Your instructions
Would you write out all of the entries below, exactly as they stand?

Extracted data
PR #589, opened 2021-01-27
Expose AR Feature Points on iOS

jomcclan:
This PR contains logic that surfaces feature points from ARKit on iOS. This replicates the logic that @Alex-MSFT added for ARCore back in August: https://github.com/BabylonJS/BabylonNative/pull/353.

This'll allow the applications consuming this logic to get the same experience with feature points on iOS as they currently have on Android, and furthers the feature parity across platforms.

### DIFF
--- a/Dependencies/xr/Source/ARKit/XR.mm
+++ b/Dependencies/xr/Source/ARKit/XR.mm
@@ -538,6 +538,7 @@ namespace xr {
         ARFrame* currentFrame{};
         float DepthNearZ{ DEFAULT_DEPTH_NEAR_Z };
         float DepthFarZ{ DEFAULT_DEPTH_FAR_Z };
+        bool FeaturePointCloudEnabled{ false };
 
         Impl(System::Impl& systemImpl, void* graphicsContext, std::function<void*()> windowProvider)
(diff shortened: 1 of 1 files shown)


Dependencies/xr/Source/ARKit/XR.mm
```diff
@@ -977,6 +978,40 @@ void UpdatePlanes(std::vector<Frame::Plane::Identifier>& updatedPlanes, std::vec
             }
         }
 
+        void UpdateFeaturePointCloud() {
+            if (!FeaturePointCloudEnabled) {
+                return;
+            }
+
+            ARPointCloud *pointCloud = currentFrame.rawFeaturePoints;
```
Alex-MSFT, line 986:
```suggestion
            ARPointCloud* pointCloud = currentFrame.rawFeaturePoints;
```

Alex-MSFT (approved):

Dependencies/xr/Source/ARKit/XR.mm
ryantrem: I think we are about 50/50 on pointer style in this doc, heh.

Answer space
PR #589, opened 2021-01-27
Expose AR Feature Points on iOS

jomcclan:
This PR contains logic that surfaces feature points from ARKit on iOS. This replicates the logic that @Alex-MSFT added for ARCore back in August: https://github.com/BabylonJS/BabylonNative/pull/353.

This'll allow the applications consuming this logic to get the same experience with feature points on iOS as they currently have on Android, and furthers the feature parity across platforms.

### DIFF
--- a/Dependencies/xr/Source/ARKit/XR.mm
+++ b/Dependencies/xr/Source/ARKit/XR.mm
@@ -538,6 +538,7 @@ namespace xr {
         ARFrame* currentFrame{};
         float DepthNearZ{ DEFAULT_DEPTH_NEAR_Z };
         float DepthFarZ{ DEFAULT_DEPTH_FAR_Z };
+        bool FeaturePointCloudEnabled{ false };
 
         Impl(System::Impl& systemImpl, void* graphicsContext, std::function<void*()> windowProvider)
(diff shortened: 1 of 1 files shown)


Dependencies/xr/Source/ARKit/XR.mm
```diff
@@ -977,6 +978,40 @@ void UpdatePlanes(std::vector<Frame::Plane::Identifier>& updatedPlanes, std::vec
             }
         }
 
+        void UpdateFeaturePointCloud() {
+            if (!FeaturePointCloudEnabled) {
+                return;
+            }
+
+            ARPointCloud *pointCloud = currentFrame.rawFeaturePoints;
```
Alex-MSFT, line 986:
```suggestion
            ARPointCloud* pointCloud = currentFrame.rawFeaturePoints;
```

Alex-MSFT (approved):

Dependencies/xr/Source/ARKit/XR.mm
ryantrem: I think we are about 50/50 on pointer style in this doc, heh.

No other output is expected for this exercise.